Whole buncha toggle clamps.

Reply to
Louis Ohland

Whole buncha toggle clamps.

Reply to
Louis Ohland

Sounds like an interesting project.

Reply to
Don Foreman

Interesting - as in "may you live in interesting times"? Or maybe more to the point... "Necessity is the mother of some really strange kids"?

I suspect most of us here have some control freak in our nature. Therefore, I suspect most of us expect a machine to be controllable (well Duh!). So a 6000 pound boat that ISN'T under control is pretty scary. Especially in really tight quarters, surrounded by a bunch of way more expensive other-people's boats! With people watching every move!

My motor is mounted on the transom (or what there is of a transom) about 3 feet port of the centerline of the boat.

The transom itself is a "walk-through" type (aka Sugar Scoop) and has a cute flip-over boarding ladder in the center. There is 2 or 3 inches clearance between the motor and ladder.

Add to all that, the motor is turned just a bit so that it compensates for the off-center thrust at cruise. (vectored thrust compensation) It works beautifully - at cruise.

So the motor's thrust, being offset to port, tends to make the boat turn to starboard.

In smaller sailboats the motor can be steered just like a fishing boat. But larger sailboats, for some traditional reason unknown to modern man, usually have he motor locked down and use remote controls for gear shift and throttle.

So, just like her diesel powered sisters, she tends to go where she wants to go rather than where I want her to go. Left to her own wiles, she will _not_ back to starboard (period), and getting going from a dead stop will usually involve some amount of turning to starboard.

Newton trumps Einstein!

So... Did I mention that there is no tiller on a remote-throttle motor???

It doesn't matter, because all outboard motors have the tiller mounted on the port side (way out of reach if the motor is hung on the port side!).

Anyway... I've removed the lock pin from the motor so that it can be rotated.

My one-man Keystone Cops routine consists of stepping out on the boarding deck, laying both hands on the motor cowl and turning the motor to point as needed, then putting it in gear and slowly (EVER SO SLOWLY!) backing out. (The rudder rotates 360 degrees on this boat, so it can help some, but no way the rudder can overpower the motor). It doesn't look too bad from the pier (neighbors have commented on the apparent smooth control of the boat when undocking. But they are not aboard doing this funky Texas Two-step)

Once 3/4 clear of the pier, select neutral, step back out on the back porch and twist the motor the other way, back to the controls in the cockpit to shift into forward, stop the turn, back out back again to straighten up the motor...

And woe be unto anyone in the cockpit who accidentally gets in the way!

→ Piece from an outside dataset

PR #556, opened 2019-04-02
Button: Add new size and state to V2

TerrenceLJones:
## Button: Add new size and state to V2

This update adds a new size and primary state to the V2 Button.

There are several possible obvious solutions here.

One might be to install a normal outboard "thru-the-tilt-tube" steering system. But the catch there is that all of those systems stick out ot the tilt-tube a foot or more(!) and foul the boarding ladder.

Or

Adapt a steering tiller to the starboard side?!? (very possible) (a bent bracket bolted to the motor and a hickory stick - pretty simple)

Or

Move the motor to the starboard side (and replace the old mount with a new swing-up mount - oh yes, and swap the back stay to port (where it should have been in the first place!) And, relocate the throttle control to the starboard side of the cockpit...

Or

Figure out a more compact steering mechanism. There are several electric systems on the market (Panther for instance) but ALL mount off-center of the motor. Won't work here. Bummer

So, noticing a 12 volt _POWERED_ scissor jack on a new car (WTF?!?!?!), I wondered if such a drive might be available to solve my silly problems.. A couple of bent steel brackets and a 12 inch actuator?. Hmmm....

In the end, I'll probably wind up moving the motor to starboard this winter.

But electric steering??? Way cool!

Next thing I'll probably want wireless remote control too!

(Honey! Where's the remote???)

Reply to
CaveLamb

Just for reference...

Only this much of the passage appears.